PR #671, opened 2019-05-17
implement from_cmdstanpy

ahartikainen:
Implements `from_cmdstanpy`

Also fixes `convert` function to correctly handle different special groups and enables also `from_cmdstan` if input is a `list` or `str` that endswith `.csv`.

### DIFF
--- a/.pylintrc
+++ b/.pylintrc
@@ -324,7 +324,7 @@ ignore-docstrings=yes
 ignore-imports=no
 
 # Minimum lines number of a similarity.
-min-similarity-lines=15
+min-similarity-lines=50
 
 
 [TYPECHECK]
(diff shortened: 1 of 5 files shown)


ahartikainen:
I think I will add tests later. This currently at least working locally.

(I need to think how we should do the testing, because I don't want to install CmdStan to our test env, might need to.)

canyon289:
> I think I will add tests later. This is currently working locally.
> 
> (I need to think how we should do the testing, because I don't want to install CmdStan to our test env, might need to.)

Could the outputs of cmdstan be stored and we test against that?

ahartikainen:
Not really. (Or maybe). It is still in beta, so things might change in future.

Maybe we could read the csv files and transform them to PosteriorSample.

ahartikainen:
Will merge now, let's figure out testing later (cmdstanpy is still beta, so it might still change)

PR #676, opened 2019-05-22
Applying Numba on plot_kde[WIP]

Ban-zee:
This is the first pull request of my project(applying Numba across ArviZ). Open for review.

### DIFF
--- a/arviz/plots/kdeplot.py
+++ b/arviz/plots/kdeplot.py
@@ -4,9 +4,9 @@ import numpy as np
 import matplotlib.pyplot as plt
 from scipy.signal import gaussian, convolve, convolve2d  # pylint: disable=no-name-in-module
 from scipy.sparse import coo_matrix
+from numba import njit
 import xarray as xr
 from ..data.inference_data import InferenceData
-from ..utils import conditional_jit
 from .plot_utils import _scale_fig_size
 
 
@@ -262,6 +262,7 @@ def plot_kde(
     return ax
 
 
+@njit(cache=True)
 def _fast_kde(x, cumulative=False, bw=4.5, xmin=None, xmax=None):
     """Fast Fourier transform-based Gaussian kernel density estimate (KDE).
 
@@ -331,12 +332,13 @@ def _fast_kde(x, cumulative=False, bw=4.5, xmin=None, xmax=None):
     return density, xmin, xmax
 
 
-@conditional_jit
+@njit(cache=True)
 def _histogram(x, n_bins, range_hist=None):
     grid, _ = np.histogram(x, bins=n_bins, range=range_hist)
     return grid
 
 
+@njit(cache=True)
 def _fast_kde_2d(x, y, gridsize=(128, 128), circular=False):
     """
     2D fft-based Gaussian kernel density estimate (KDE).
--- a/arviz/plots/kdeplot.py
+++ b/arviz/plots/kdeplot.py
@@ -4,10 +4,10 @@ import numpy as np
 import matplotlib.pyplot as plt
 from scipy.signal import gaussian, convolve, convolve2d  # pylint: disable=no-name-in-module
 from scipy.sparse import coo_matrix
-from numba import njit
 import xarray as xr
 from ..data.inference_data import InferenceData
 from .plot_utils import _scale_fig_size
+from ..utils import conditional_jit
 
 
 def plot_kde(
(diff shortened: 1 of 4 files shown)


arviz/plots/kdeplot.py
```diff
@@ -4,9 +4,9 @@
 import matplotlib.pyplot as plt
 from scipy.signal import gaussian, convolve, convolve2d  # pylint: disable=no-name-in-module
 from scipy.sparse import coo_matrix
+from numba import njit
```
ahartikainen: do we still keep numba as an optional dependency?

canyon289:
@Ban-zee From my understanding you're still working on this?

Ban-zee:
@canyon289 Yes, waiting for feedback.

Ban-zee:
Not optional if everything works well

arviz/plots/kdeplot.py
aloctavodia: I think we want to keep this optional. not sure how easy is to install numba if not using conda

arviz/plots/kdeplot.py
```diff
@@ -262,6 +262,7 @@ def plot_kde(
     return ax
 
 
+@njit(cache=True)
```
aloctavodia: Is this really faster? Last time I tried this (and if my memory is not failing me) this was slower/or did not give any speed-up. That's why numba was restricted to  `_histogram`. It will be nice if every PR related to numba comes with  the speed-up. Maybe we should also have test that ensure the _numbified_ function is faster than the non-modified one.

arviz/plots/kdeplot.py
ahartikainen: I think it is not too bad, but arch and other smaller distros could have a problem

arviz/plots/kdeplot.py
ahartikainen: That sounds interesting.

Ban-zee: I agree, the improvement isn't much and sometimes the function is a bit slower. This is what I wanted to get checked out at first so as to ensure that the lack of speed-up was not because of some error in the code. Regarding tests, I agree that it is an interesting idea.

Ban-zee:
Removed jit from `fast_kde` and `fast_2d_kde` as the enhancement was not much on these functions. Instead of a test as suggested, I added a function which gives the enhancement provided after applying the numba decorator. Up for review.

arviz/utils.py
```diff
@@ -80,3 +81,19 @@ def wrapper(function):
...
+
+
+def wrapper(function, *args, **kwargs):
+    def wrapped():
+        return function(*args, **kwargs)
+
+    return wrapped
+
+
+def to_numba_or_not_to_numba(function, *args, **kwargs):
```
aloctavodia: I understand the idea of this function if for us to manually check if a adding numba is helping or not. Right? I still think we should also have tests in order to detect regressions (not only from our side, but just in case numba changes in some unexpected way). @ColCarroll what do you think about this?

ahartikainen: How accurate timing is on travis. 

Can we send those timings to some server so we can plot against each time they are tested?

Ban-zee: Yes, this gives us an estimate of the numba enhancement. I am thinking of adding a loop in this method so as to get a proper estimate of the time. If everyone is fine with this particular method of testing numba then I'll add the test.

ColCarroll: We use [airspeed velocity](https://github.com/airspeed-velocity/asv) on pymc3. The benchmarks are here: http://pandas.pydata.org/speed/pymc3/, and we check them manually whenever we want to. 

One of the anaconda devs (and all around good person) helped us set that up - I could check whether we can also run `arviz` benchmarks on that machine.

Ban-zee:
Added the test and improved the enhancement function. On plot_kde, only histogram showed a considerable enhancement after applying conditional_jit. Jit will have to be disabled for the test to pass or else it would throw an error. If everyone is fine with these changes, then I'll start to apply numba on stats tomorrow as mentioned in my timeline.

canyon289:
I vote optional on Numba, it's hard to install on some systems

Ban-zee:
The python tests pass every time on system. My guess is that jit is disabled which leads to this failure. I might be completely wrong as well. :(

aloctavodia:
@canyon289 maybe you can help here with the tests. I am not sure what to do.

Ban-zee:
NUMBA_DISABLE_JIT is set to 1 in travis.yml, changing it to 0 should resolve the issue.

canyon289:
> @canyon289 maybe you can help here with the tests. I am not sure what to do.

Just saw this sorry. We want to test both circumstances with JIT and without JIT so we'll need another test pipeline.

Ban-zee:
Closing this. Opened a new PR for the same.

- - - -

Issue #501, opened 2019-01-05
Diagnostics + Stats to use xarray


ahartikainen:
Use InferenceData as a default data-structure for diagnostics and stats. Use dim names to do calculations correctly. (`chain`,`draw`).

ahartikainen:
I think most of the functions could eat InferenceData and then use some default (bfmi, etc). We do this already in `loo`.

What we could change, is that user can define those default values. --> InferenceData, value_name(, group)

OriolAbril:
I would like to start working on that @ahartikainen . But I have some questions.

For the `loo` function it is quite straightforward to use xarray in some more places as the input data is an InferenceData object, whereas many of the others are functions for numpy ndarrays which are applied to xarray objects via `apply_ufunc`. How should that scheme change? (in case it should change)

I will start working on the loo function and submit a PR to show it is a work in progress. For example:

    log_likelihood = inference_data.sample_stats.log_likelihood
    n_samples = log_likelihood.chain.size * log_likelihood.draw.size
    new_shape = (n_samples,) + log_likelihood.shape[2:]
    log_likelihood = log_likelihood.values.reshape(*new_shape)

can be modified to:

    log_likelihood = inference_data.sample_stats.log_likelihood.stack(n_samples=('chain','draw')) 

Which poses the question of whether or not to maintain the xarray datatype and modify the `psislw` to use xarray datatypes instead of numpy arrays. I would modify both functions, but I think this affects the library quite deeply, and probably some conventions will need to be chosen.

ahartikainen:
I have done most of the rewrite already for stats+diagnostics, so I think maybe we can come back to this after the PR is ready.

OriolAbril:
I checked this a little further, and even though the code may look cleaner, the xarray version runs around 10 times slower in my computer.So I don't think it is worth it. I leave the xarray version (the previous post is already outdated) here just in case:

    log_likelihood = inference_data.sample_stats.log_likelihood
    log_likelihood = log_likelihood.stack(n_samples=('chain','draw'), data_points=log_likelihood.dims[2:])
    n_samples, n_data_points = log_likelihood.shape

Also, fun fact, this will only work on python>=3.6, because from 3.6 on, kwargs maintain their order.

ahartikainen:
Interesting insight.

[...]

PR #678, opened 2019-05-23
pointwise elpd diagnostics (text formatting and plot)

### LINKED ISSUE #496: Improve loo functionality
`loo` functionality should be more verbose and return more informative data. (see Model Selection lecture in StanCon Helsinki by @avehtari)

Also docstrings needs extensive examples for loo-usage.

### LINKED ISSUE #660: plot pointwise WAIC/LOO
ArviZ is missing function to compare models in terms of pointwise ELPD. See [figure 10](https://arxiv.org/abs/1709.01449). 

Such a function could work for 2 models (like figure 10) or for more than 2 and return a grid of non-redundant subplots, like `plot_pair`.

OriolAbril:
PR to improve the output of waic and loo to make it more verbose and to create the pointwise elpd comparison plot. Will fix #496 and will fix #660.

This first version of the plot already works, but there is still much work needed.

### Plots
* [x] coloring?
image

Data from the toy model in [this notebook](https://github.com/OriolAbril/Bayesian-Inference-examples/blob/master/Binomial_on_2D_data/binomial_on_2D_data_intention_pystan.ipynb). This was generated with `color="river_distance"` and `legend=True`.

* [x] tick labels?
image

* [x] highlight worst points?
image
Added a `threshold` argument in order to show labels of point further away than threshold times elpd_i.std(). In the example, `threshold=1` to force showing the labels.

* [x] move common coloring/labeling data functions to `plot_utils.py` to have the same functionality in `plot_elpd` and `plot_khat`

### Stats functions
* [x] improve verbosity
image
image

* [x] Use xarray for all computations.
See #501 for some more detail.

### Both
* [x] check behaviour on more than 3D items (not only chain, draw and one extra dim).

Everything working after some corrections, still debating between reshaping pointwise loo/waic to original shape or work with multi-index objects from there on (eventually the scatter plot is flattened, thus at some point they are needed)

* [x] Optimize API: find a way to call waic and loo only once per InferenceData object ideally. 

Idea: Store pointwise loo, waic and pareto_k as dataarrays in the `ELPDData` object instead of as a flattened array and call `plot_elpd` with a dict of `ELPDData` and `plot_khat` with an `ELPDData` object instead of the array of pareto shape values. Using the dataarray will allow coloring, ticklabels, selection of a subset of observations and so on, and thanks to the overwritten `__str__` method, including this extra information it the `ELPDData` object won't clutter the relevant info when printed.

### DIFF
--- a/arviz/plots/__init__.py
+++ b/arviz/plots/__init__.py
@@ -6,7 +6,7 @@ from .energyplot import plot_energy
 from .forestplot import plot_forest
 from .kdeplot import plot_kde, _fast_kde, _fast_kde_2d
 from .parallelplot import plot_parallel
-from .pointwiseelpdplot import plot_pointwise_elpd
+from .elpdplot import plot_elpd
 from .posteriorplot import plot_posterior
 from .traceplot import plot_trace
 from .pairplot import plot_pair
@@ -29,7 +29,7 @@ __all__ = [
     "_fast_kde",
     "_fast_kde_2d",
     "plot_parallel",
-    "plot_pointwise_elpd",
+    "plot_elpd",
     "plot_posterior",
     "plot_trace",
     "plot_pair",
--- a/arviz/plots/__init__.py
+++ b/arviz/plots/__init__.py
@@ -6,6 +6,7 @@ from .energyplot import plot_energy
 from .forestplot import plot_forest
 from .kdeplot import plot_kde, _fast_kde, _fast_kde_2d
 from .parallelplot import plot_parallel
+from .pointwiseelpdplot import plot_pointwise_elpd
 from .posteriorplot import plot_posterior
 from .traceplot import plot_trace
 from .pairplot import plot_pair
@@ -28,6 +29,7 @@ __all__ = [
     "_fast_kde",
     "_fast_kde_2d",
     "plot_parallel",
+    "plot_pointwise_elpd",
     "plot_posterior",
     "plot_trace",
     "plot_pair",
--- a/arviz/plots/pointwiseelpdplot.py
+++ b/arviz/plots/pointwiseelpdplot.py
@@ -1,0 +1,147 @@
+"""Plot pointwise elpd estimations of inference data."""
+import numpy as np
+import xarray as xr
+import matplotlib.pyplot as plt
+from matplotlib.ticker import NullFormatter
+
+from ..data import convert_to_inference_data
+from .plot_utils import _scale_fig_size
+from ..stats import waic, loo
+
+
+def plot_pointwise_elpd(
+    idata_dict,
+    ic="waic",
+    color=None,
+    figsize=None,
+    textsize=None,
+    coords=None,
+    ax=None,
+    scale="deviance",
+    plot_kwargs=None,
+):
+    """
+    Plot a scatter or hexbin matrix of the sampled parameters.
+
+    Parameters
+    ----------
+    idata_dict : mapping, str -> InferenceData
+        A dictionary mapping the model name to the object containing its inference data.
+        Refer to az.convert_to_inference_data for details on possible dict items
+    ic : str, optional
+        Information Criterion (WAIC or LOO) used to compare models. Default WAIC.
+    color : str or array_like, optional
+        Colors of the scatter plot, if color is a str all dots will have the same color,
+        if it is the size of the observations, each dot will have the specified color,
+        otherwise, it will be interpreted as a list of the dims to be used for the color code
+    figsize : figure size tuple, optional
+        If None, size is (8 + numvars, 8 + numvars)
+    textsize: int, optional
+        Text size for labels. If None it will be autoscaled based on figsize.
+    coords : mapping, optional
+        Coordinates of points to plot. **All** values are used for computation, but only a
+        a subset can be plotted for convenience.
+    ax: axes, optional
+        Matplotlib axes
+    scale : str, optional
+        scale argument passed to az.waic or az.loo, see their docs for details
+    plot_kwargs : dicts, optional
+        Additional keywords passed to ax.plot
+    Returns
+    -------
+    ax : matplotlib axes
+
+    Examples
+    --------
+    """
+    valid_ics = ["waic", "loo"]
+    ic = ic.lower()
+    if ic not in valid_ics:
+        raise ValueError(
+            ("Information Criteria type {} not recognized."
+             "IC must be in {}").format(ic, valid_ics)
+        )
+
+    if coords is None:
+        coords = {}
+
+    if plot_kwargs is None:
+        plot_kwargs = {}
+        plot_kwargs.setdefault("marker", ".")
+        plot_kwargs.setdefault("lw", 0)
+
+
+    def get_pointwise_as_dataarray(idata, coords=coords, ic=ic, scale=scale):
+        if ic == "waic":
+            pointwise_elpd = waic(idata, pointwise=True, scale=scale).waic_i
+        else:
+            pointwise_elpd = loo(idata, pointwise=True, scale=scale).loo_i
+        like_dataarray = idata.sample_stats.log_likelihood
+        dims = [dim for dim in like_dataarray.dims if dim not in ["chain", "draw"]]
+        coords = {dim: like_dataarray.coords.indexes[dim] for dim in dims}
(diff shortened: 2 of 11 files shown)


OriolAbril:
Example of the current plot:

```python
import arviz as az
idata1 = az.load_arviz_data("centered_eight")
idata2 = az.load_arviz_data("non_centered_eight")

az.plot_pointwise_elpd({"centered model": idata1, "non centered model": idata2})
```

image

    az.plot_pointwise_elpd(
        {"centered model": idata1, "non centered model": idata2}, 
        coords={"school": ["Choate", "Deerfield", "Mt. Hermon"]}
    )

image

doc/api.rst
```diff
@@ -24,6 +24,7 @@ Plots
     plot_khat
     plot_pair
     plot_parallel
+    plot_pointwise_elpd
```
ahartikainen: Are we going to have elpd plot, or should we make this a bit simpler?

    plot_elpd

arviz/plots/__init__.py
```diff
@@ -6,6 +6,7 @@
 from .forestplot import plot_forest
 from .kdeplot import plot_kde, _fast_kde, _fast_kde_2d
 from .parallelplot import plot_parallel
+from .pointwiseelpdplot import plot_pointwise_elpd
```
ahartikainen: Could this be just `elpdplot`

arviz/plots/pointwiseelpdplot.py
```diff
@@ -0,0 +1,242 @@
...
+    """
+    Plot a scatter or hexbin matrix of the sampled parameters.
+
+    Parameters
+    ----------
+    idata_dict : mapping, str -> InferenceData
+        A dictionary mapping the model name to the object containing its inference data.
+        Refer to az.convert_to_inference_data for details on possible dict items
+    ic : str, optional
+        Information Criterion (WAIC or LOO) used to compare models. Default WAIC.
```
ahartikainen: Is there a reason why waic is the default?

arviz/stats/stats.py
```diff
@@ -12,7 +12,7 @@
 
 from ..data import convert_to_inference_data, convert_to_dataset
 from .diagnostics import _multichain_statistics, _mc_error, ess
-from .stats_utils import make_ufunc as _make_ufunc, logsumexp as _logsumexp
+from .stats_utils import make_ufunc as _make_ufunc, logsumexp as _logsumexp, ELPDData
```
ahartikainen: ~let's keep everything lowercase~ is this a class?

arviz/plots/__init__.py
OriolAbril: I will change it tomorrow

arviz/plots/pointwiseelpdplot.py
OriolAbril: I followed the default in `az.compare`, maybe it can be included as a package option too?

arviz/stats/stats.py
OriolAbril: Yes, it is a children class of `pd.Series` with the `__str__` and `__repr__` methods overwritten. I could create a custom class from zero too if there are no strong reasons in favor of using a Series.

- - - -

Task instructions:
Scan the material above for the string "ELPDData". Return each line where it occurs.

Answer to this task:
Idea: Store pointwise loo, waic and pareto_k as dataarrays in the `ELPDData` object instead of as a flattened array and call `plot_elpd` with a dict of `ELPDData` and `plot_khat` with an `ELPDData` object instead of the array of pareto shape values. Using the dataarray will allow coloring, ticklabels, selection of a subset of observations and so on, and thanks to the overwritten `__str__` method, including this extra information it the `ELPDData` object won't clutter the relevant info when printed.
+from .stats_utils import make_ufunc as _make_ufunc, logsumexp as _logsumexp, ELPDData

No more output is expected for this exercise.